Par rapport au point relatif à la possibilité pour l’Algérie de faire intervenir son armée sur un théâtre d’hostilités à l’étranger, le professeur Laraba a expliqué qu’il s’agit-là de « donner au président de la République la faculté d’envoyer des troupes pour des opérations de maintien de la paix, c’est, ajoute-t-il, uniquement dans ce cadre-là ». « Il faut distinguer entre les opérations de maintien de la paix de ce qui est appelé opérations militaires, le faite que l’Algérie puisse participer à travers l’article 31 à des opérations de maintien de la paix ne signifie pas, absolument pas, qu’elle a rompu avec ses principes fondamentaux basés sur la souveraineté », affirme-t-il. Laraba en veut pour preuve les déclarations récentes du ministère des Affaires étrangères à l’APN, affirmatif comme intraitable notamment sur le respect du « principe de la non-ingérence dans les affaires intérieurs des pays ». Citant l’exemple de la Tunisie et de l’Égypte, Laraba persiste et signe que «  l’article 31 ne remet nullement en cause la doctrine algérienne, c’est des opérations de maintien de la paix avec un type d’armes qui n’est pas offensif, il s’agit de forces d’interposition).

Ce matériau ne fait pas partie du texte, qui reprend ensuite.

PR #8851, opened 2026-09-08
core/wal: keep sibling reader slots during transient state repair

domenkozar:
## Problem

A read transaction owns a WAL reader slot in the shared coordination file. Opening another connection to the same database in the same process cleared that slot while the first reader was still alive. When the first reader ended its transaction, it panicked with `reader slot released by non-owner`.

## Cause

Every new connection over a WAL view loaded from a disk scan runs `repair_transient_state_for_exclusive_open`. That repair decided a reader slot was dead by trying to take its byte lock. On Linux those are open file description locks, which all connections in one process share, so the probe succeeded against a live sibling reader. The repair then cleared the slot and dropped its lock.

The stale slot reclamation path already checked the process-local reader counts before probing. The repair path did not.

## Fix

Check the process-local reader count for each slot before probing and leave any slot this process holds alone, on every platform.

## Tests

Two unit tests, one at the mapping layer and one at the WAL coordination layer. Both hold a read transaction, open another connection, and end the read transaction without panicking. Both failed before the fix at the "slot preserved" assertion.

---

This PR was created by Claude Code. See https://github.com/cli/cli/issues/13904 for making this part of the GitHub API.

https://claude.ai/code/session_01XTeZa4DvMk3k7wEn3ywzz6


domenkozar:
cc @awakecoding

LeMikaelF:
both tests pass on main

domenkozar:
I reran both original tests against main at `a9a8779c1906247ae3ae78cd098ba713c27d8c9b` on Linux 7.2.2 x86_64 with Rust 1.97.1. Both still fail.

I applied only the two test additions from `c1dc4f56add5e21f0294c23c91aff1a45bbaab8e`, without the implementation change:

- `mapped_shared_wal_coordination_repair_preserves_reader_slots_held_by_sibling_connections`: reader owner is `None`, expected `Some(SharedOwnerRecord(...))`.
- `test_shm_coordination_open_keeps_sibling_read_tx_reader_slot_after_disk_scan`: minimum reader frame is `None`, expected `Some(5)`, at the assertion “opening another connection must keep the live reader slot”.

Adding the PR's five-line local reader-count check makes both tests pass. The failing invocations each ran one test; the passing invocation ran both tests.

To run the tests after applying their additions:

```sh
cargo test --locked -p turso_core --lib -- --exact \
  storage::shared_wal_coordination::tests::mapped_shared_wal_coordination_repair_preserves_reader_slots_held_by_sibling_connections \
  storage::wal::test::test_shm_coordination_open_keeps_sibling_read_tx_reader_slot_after_disk_scan \
  --nocapture
```

Could the passing run have been on macOS or another non-Linux platform? On main, `repair_transient_state_for_exclusive_open()` checks same-process ownership only when `!self.uses_linux_ofd_locking()`. On Linux, probing through the same open file description succeeds against the live reader's own lock, and repair clears its slot. The relevant coordination and Unix-locking files are unchanged between this PR's parent and the main commit tested above.

Could we reopen this for the Linux case? These results verify the original internal regression tests; I haven't added a separate public-API reproducer.

Verification performed with Codex assistance.

LeMikaelF:
reopening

Le poste de Vice-Président « divise » le Comité
Pour la corruption, l’invité de la rédaction a indiqué que le projet de révision de la Constitution consacre trois articles à la lutte contre la corruption, en intégrant des dispositions de la Convention des Nations unies contre ce phénomène, afin de permettre au citoyen d’aller chercher dans les conventions internationales pour essayer de consolider sa position juridique.
Concernant l’indépendance de la Justice, Laraba a affirmé que la justice est un processus continuel. « Les propositions que nous faisons posent des jalons importants supplémentaires par rapport à celles d’avant de 2016 en matière d’indépendance de la justice », affirme-t-il sur cette question qui fait couler beaucoup d’encre.
Enfin, sur un autre article tout aussi polémique qui prévoit la possibilité pour le président de la République de nommer un vice-président, une disposition contenue dans le projet de Constitution, le chef de file des concepteurs du texte considère qu’il s’agit-là d’une question « dont on peut débattre », qui a d’ailleurs « donné lieu à des avis partagés au sein de la commission (Comité d’experts, ndlr)».